KEY INSIGHT
Slow pipeline stages create bottlenecks; profiling and parallelizing independent stages is the fastest path to throughput gains.
### Where Pipelines Slow Down
RAG pipelines have these typical stages: query parsing, rewriting/decomposition, embedding generation, vector search, reranking, context processing, and answer generation. The time cost is not distributed evenly—"embedding + search" dominates at high scale, while "answer generation" dominates for long contexts.
### Profiling the Pipeline
```python
import time
from functools import wraps
def profileStage(func):
@wraps(func)
def wrapper(*args, **kwargs):
start = time.perf_counter()
result = func(*args, **kwargs)
elapsed = time.perf_counter() - start
print(f"[PROFILE] {func.__name__}: {elapsed*1000:.1f}ms")
return result, elapsed
return wrapper
# Instrumented pipeline
def ragPipeline(query: str) -> tuple[str, dict]:
timings = {}
# Stage 1: Rewrite
rewritten_queries, t1 = profileStage(rewriteQueryBatch)([query])
timings["rewrite"] = t1
# Stage 2: Embed
embeddings, t2 = profileStage(generateEmbeddings)(rewritten_queries)
timings["embedding"] = t2
# Stage 3: Search
results, t3 = profileStage(vectorSearch)(embeddings, top_k=10)
timings["search"] = t3
# Stage 4: Re-rank
reranked, t4 = profileStage(rerankResults)(results, query)
timings["rerank"] = t4
# Stage 5: Generate
answer, t5 = profileStage(generateAnswer)(reranked, query)
timings["generate"] = t5
total = sum(timings.values())
print(f"[PROFILE] Total: {total*1000:.1f}ms")
print(f"[PROFILE] Breakdown: { {k: f'{v*1000:.1f}ms' for k,v in timings.items()} }")
return answer, {"timings": timings, "total": total}
```
### Parallelizing Independent Stages
Rewrite and embedding are independent per-query but are often called serially.
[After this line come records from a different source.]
PR #72, opened 2016-02-21
Add DrumTrack from BBCut2

snappizz:
I'm the current maintainer of Nick Collins' BBCut2, and I am trying to get it packaged as a quark. It contains around 50 classes for sclang and three ugens: AnalyseEvents2, AutoTrack, and DrumTrack. Since quarks are client-only extensions, I need to get these out of the BBCut2 repository.

AnalyseEvents2 is in sc3-plugins and AutoTrack is in core (now known as BeatTrack), but for some reason DrumTrack was left behind. So DrumTrack needs a new home, and sc3-plugins seems like a reasonable place to put it.

Sorry for submitting such a large PR...

### DIFF
--- a/source/BBCut2UGens/DrumTrack.cpp
+++ b/source/BBCut2UGens/DrumTrack.cpp
@@ -1,0 +1,2076 @@
+/*
+	SuperCollider real time audio synthesis system
+ Copyright (c) 2002 James McCartney. All rights reserved.
+	http://www.audiosynth.com
+ 
+ This program is free software; you can redistribute it and/or modify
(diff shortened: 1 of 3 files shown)


telephon:
I can't find `DrumTrack` in the current plugins. So this won't work.

danstowell:
@telephon I don't understand your comment. This PR is precisely proposing to *add* DrumTrack, no?

telephon:
Ah I didn't see the diff of the source file, as it was omitted, so I thought it was just the help and class file.

PR #77, opened 2016-04-23
Fix crash in OteySoundBoard and OteyPiano on Linux

snappizz:


sonoro1234:
great catch. Thanks Nathan.

PR #78, opened 2016-04-25
Windows: clarify install procedure for 32- and 64-bit release

bagong:


bagong:
Will adjust Readme to new situation and suggest two additions to general build configuration for Windows.

PR #87, opened 2016-05-30
BlitB3 -- fix oscillator freezing

### LINKED ISSUE #82: BlitB3 can "freeze" at low frequencies
The BlitB3 uGen is freezing on Windows 10 (64-bit) using the pre-compiled plug-in library and SC 3.7.1 (also 64-bit).

I'm using the following line of code:

`{BlitB3.ar(MouseX.kr(0.01, 10000))}.scope`

If I move my mouse to the far left of my screen, the uGen will occasionally stop generating. Sometimes, it will start generating again after a few seconds. I did one test where it took about two minutes to start generating again.

snappizz:
Fixes #82 with smarter phase tracking. A few extra divides and multiplies per control period, but shouldn't be huge.

Sorry about the absurd diff, my editor removed a bunch of trailing whitespace. I didn't feel like turning it off because we might as well get rid of it.

### DIFF
--- a/source/AntiAliasingOscillators/AntiAliasingOscillators.cpp
+++ b/source/AntiAliasingOscillators/AntiAliasingOscillators.cpp
@@ -93,6 +93,10 @@ struct DPW3Tri : public Unit
 	double differentiations_[2];
 };
 
+struct BlitB3D : public Unit {
+	float phase;
+};
+
 
 extern "C" {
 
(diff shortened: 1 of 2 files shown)


telephon:
looks good. also thanks for cleaning the code!

bagong:
How about merging this for 3.7.2, i.e. very soon? ;)

snappizz:
Hmm, reading some recent discussions on music-dsp, using floating point to keep track of phase increases the risk of phase drift.

PR #95, opened 2016-06-14
convert help files to SCDoc format

dotinspace:
Converted multiple html help files to SCDoc format.


danstowell:
Good work @dotinspace! One thing - shouldn't this PR also delete the old HTML files that are getting replaced, as well as adding new files?

dotinspace:
Yeah, @danstowell, that makes sense. Done.

snappizz:
33/71

PR #255, opened 2019-03-09
Update README to reflect frozen status

snappizz:
see discussion at https://www.listarc.bham.ac.uk/lists/sc-dev/msg58832.html for background.

### DIFF
--- a/README.md
+++ b/README.md
@@ -1,14 +1,10 @@
 # sc3-plugins
 
+sc3-plugins is a collection of unit generator plugins for [SuperCollider](http://supercollider.github.io/) contributed by users between 2006 and 2018. (Plugins extend the functionality of the SuperCollider server, and are distinct from [quarks](https://github.com/supercollider-quarks/), which are packages for the SuperCollider programming language.)
 
-This repository contains the community collection of unit generator plugins for [SuperCollider](http://supercollider.github.io/).
-An installation extends the functionality of SuperCollider by additional UGens that run on `scsynth`, the SuperCollider audio synthesis server.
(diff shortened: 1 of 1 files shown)


LFSaw:
Interesting idea, although IMHO this PR seems to be a little too far ahead of discussion. However, since discussion on sc-dev seems to have stalled, I'll try to open it up again here.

If decomposing into multiple sub-queries, embed them in parallel:
```python
from concurrent.futures import ThreadPoolExecutor, as_completed
def parallelEmbed(queryBatch: list[str], max_workers: int = 10) -> list[list[float]]:
embeddings = []
with ThreadPoolExecutor(max_workers=max_workers) as executor:
futures = {executor.submit(embed_texts, [q]): i for i, q in enumerate(queryBatch)}
results = [None] * len(queryBatch)
for future in as_completed(futures):
idx = futures[future]
results[idx] = future.result()[0]
return results
# Before: serial embedding
# for q in queries:
# emb = embed_texts([q]) # blocking per query
# After: parallel embedding
# embeddings = parallelEmbed(queries, max_workers=10) # ~10x throughput for 10 queries
```
### Async Wait Times
For production HTTP-based calls (embedding API, generation API), use `asyncio` with `aiohttp` to overlap network I/O:
```python
import asyncio
import aiohttp
async def asyncEmbedBatch(
queries: list[str],
api_url: str,
api_key: str,
batch_size: int = 100
) -> list[list[float]]:
semaphore = asyncio.Semaphore(batch_size)
async def embedSingle(query: str) -> list[float]:
async with semaphore:
async with aiohttp.ClientSession() as session:
payload = {"input": query}
headers = {"Authorization": f"Bearer {api_key}"}
async with session.post(api_url, json=payload, headers=headers) as resp:
data = await resp.json()
return data["embedding"]
tasks = [embedSingle(q) for q in queries]
return await asyncio.gather(*tasks)
```
### Async Answer Generation
```python
async def asyncPipeline(query: str) -> str:
# Rewrite stage
rewrite_task = asyncio.to_thread(rewriteQueryBatch, [query])
# Start rewrite while we await
rewritten = await rewrite_task
# Parallel: embed + generate query synopsis
embed_task = asyncio.to_thread(generateEmbeddings, rewritten)
search_task = asyncio.to_thread(vectorSearch, await embed_task, top_k=10)
# Await search, then rerank
results = await search_task
reranked, rerank_time = await asyncio.to_thread(rerankWithCrossEncoder, results, query)
# Generate
answer, gen_time = await asyncio.to_thread(generateAnswer, reranked, query)
return answer
```
### Failure Modes
Thread pool sizes that exceed the API rate limit cause 429 errors. Cache embeddings server-side when possible to avoid redundant computation. Async code introduces subtle race conditions—ensure thread safety on shared vector store connections. For local models, GIL contention limits parallelization of CPU-bound embedding runs; use batch inference instead.